Легче ли? Много позднее я поняла, что оптимистов чаще постигают разочарования, им суждено постоянно совершать ошибки, раскаиваться, снова совершать и не жалеть об ошибках.
И, может быть, то, что ошибки и разочарования не в силах расхолодить оптимистов, привить им человеконенавистничество, неверие в людей, является, в сущности, самой убедительной, самой непоколебимой их силой…
* * *
Самовар кипит на столе, пар вьется над чашками. Черный хлеб нарезан тонкими ломтями, в стеклянной вазочке – слипшиеся карамельки-подушечки.
Все это необыкновенно, изумительно вкусно. Я хочу взять третий кусок хлеба, но мамин взгляд останавливает меня.
– Да бери, не стесняйся, – говорит Полина Дмитриевна. – Кушай, деточка, на здоровье…
Она внимательно оглядывает мое платье из шелкового полотна, синее в красную полоску.
– В Москве покупали? Сразу видно, столичное…

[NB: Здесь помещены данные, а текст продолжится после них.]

PR #39, opened 2022-10-01
Feature/holo 390 faucet smart contract

ackvf:
## Describe Changes

- Faucet contract


README.md
```diff
@@ -124,6 +124,38 @@ To manually run just the build task use `yarn run build`.
...
+
+   ```
+   remixd -s contracts
+   ```
+
+2. Run Ganache GUI and spin up a local blockchain (using workspace)
+3. Open Remix IDE
+   1. On the "**File explorer**" card change "Workspaces" -> "- connect to localhost -"
+   2. On the "**Deploy & Run Transactions**" card pick "Environment" -> "Ganache Provider"  
+   The localhost port is usually `7545` or `8545`
```
ACC01ADE, line 150: Ports are specifically 8545 (chain1) and 9545 (chain2).

README.md
```diff
@@ -124,6 +124,38 @@ To manually run just the build task use `yarn run build`.
...
+4. After making changes to the contracts in `/src/contracts` run `yarn dev:iterate` to update `/contracts`  
+   *(Watch script is coming later)*
+5. Development
+   1. In "**File Explorer**" card open each relevant contract as a tab
+   2. Enable "**Auto compile**" in "Solidity Compiler" card
+   3. Interact with the contracts on "Deploy & run transactions" tab  
+      To deploy a contract, first focus its tab in the IDE as this changes the "CONTRACT" dropdown.
```
ACC01ADE, line 157: You cannot deploy the protocol contracts via an IDE. It's too complex and requires running through HolographGenesis contract or through HolographFactory. An IDE is not configured for something like that.
IDE is only as good as using a block explorer to view transactions, or make direct web3 calls using contract ABI.

README.md
```diff
@@ -124,6 +124,38 @@ To manually run just the build task use `yarn run build`.
 
 _If you need the smart contracts ABI files for dApp integrations, use `yarn run abi` to get a complete list of all ABI's inside of the `abi` directory._
 
+### Development with live interaction & manual testing (supports Metamask)
```
alexanderattar, line 127: I do not think we should be instructing users to use Ganache / Remix. Currently we're using hardhat for deployment and testing

src/faucet/Faucet.sol
```diff
@@ -0,0 +1,90 @@
...
+    token = ERC20Holograph(tokenInstance_);
+    owner = contractOwner_;
+    _setInitialized();
+    return IInitializable.init.selector;
+  }
+
+  /// @notice Get tokens from faucet's own balance. Rate limited.
+  function requestTokens() external {
+    require(isAllowedToWithdraw(msg.sender), 'Come back later');
+    require(token.balanceOf(address(this)) >= faucetDripAmount, "Faucet is empty");
```
alexanderattar, line 40: does this mean the faucet can only have 100 tokens at a time?

src/faucet/Faucet.sol
```diff
@@ -0,0 +1,90 @@
...
+    require(token.balanceOf(address(this)) >= amountWei_, "Insufficient funds");
+    token.transfer(address_, amountWei_);
+  }
+
+  /// @notice Withdraw funds from the faucet.
+  function withdrawTokens(address receiver_) external onlyOwner {
+    token.transfer(receiver_, token.balanceOf(address(this)));
+  }
+
+  function withdrawTokens(address receiver_, uint256 amountWei_) external onlyOwner {
```
alexanderattar, line 62: Should these have different names? `withdrawAllTokens` and `withdrawTokens`?

src/faucet/Faucet.sol
```diff
@@ -0,0 +1,90 @@
...
+  /// @notice Get tokens from faucet's own balance. Rate limited.
+  function requestTokens() external {
+    require(isAllowedToWithdraw(msg.sender), 'Come back later');
+    require(token.balanceOf(address(this)) >= faucetDripAmount, "Faucet is empty");
+    lastAccessTime[msg.sender] = block.timestamp;
+    token.transfer(msg.sender, faucetDripAmount);
+  }
+
+  /// @notice Grant tokens to receiver from faucet's own balance. Not rate limited.
+  function grantTokens(address address_) external onlyOwner {
```
alexanderattar, line 46: This is a nit, but it's more typical for function variables to use the underscore at the front of the variable name in Solidity https://ethereum.stackexchange.com/questions/56443/what-does-mean-before-a-variable-name

alexanderattar (commented):
Tests just need to be finished

README.md
ackvf: Oh yeah, that was for a different way altogether, but I will update it to work with the existing two ganache instances instead!

README.md
ackvf: Yes. This was for a contract that has not yet been made holographable.

README.md
ackvf: It is very difficult to develop new contracts in this repo and to make the whole workflow working with deployment script and tests on first try.

The way I developed the Faucet contract was:

1) First develop the generic faucet contract using Remix and Ganache GUI.
2) Test and verify that the expected AC is met
3) After I had working Faucet contract that met all requirements I started writing test cases from the actual test runs I did by hand.
4) After that I wrote the deployment script


I can't imagine working in reverse order. There is so many pieces that need to go together an the Development experience in this repo just isn't great.

First I need a contract file in order to get hardhat artifacts, ABIs and Typechain types.
Then I need to write a deployment script and then test case before I get to testing the contract itself.

The workflow above gave me so much flexibility. Suddenly I could change a variable in the contract and immediately see it working in Remix and I could quickly iterate on the fine details.

Without this, I would always had to adjust tests first in order to see how it changed.

This repo is more suited for TDD. Sure I could work this way. I didn't in this instance and this is the flow.

How do you develop with this repo? A training session would perhaps come handy.

@alexanderattar @ACC01ADE

src/faucet/Faucet.sol
ackvf: It means that if faucet's balance is not larger or equal the drip amount, then it will revert.

In other words: If faucet balance is at least 100 tokens, it will not revert.

src/faucet/Faucet.sol
ackvf: Not necessary, solidity supports function overrides fine. Functions in solidity are identified by the whole signature.

src/faucet/Faucet.sol
ackvf: Interesting, I saw using underscore at the start of a variable name for private values and functions. Putting them at the end is my way of differentiating private variables from local arguments. ¯\\_(ツ)_/¯

ackvf: Yeah, you can see it in our repo too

– Это старое, – говорю я. – У меня есть новое, шерстяное, с вышивкой…
– А ну покажи, – просит Полина Дмитриевна. – Покажи, деточка.
Я иду в закуток, вынимаю из чемодана свое новое платье, перед самой войной мама сшила, на воротнике и на рукавах вышивка гарусом, темно-зеленая с коричневым.
Полина Дмитриевна разглядывает материю на свет.
– Красивое платьице, ничего не скажешь, у нас такого днем с огнем не отыщешь…
– Да и в Москве такую шерсть достать было нелегко, – замечает мама.
Полина Дмитриевна с сожалением отдает платье маме.